━━━ The data ━━━

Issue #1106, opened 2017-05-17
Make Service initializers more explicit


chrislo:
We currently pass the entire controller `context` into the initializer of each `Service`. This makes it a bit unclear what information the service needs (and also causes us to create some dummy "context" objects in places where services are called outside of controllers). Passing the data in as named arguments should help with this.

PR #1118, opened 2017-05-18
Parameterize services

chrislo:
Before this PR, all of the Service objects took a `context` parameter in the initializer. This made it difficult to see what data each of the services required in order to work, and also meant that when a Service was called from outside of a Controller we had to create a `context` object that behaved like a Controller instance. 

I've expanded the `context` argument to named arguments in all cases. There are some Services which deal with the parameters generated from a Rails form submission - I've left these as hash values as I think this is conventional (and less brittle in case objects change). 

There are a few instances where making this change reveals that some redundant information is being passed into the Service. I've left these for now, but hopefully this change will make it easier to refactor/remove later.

━━━
━━━ The data ━━━

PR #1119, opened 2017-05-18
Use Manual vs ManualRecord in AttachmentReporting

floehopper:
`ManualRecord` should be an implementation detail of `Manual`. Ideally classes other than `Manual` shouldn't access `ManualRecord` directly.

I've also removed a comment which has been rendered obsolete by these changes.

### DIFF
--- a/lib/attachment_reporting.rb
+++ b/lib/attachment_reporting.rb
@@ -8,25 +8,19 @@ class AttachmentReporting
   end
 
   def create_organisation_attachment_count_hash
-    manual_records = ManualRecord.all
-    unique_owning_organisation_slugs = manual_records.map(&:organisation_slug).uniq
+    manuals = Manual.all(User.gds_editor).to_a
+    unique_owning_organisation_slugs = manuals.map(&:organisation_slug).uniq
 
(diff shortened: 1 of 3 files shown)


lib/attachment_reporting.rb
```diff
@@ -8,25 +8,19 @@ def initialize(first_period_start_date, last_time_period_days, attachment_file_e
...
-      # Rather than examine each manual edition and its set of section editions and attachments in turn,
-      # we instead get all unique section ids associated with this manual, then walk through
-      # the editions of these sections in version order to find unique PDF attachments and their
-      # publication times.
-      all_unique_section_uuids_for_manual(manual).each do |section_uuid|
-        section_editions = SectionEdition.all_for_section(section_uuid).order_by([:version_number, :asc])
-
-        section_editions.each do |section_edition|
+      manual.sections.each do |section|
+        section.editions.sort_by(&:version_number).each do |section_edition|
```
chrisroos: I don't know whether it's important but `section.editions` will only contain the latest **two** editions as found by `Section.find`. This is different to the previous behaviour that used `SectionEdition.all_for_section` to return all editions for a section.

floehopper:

━━━

What this task involves:
List each line in the listing that contains the string "sections".

The completed task:
-      # the editions of these sections in version order to find unique PDF attachments and their
+      manual.sections.each do |section|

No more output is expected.